A reference implementation is provided in the attached model. To use, just deploy the model. There is a dependency on the Apache HTTP client library, so ensure the client library is installed in your application server. The blocking process is just to simulate a blocking API.

Summary
Use this pattern and techniques to more aggressively timeout on remote calls. If the call is best efforts, after the retry strategy has run, use this pattern to support best efforts and move on.

regards

Rob
BlockeeIII.bpmn (17.5 KB)

thorben · March 20, 2018, 10:03am

Nice pattern, thanks for sharing. If you want to avoid using BPMN error events for this, another option is to encode success or failure in process variables and then take the following actions based on that, e.g. name the activity Try to acquire geocode, then have a following exclusive gateway that takes a path depending on if the geocode is available.

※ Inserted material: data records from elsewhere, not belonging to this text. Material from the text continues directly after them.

PR #1725, opened 2026-05-28
Improve dashboard performance

mutatrum:
* Cache values for faster rendering
 * Disable rendering completely when tab is not visible
 * Smarter fill in of statistics gaps after browser throttling

### DIFF
--- a/.gitignore
+++ b/.gitignore
@@ -36,4 +36,6 @@ Thumbs.db
 debug.log
 .vscode
 .cache
-tools/devices.txt
+
+# Device list file for tools/upload2device.py
+devices.txt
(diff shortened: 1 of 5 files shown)


.gitignore
```diff
@@ -36,3 +36,4 @@ Thumbs.db
 debug.log
 .vscode
 .cache
+tools/devices.txt
```
WantClue: ?

WantClue (approved):
lgtm whats the devices.txt ?

.gitignore
mutatrum: Used for the flash tool:
`python3 tools/upload2device.py --file tools/devices.txt`
I can get rid of it, it was just a convenient place to put it, as it's mentioned in the help file :laughing: 

Maybe it makes more sense in the root actually, just to follow the convention of the tool.

PR #2203, opened 2023-08-08
Milvus text field max length

weberwang:
Adding an optional parameter for setting the `max_length` of the Text field.
https://github.com/hwchase17/langchainjs/issues/2186#issue-1838619019


jacoblee93:
Thank you!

Webcyberrob · March 20, 2018, 10:13am

Thanks Thorben,

Its an interesting point. I wrestled with this as my design principle is typically business exceptions should be visible in the process model, technical exceptions should not. In this case are we dealing with a technical exception and thus I am violating my own principle? I decided that in this case, because I am making the decision not to pursue or require the service task, ie its best efforts, that this is actually a business decision. Hence in this case, it is the combination of technical failures which forces me to make the business decision which is to abandon the attempt.

Thus under this logic, it makes more sense to me to use an error event. This is not a decision I can optionally take (eg use a decision gate), its a business error condition which forces me to take this path. Hence my rationale for modelling it this way is its explicit that this is an exception path, not a discretionary decision path…

regards

Rob

BerndRuecker · March 20, 2018, 10:16am

HiRob.

Thanks for sharing - great content!

I would also model it as error event. Our best practices don’t distinguish between technical or business errors, but between technical or business reactions on errors (retry or incidents for an operator are technical reactions, fall back to plan B is a business reaction). So it is actually in-line with my personal best practices

Cheers
Bernd

thorben · March 20, 2018, 10:20am

Thanks for explaining your rationale, Rob. That makes perfect sense.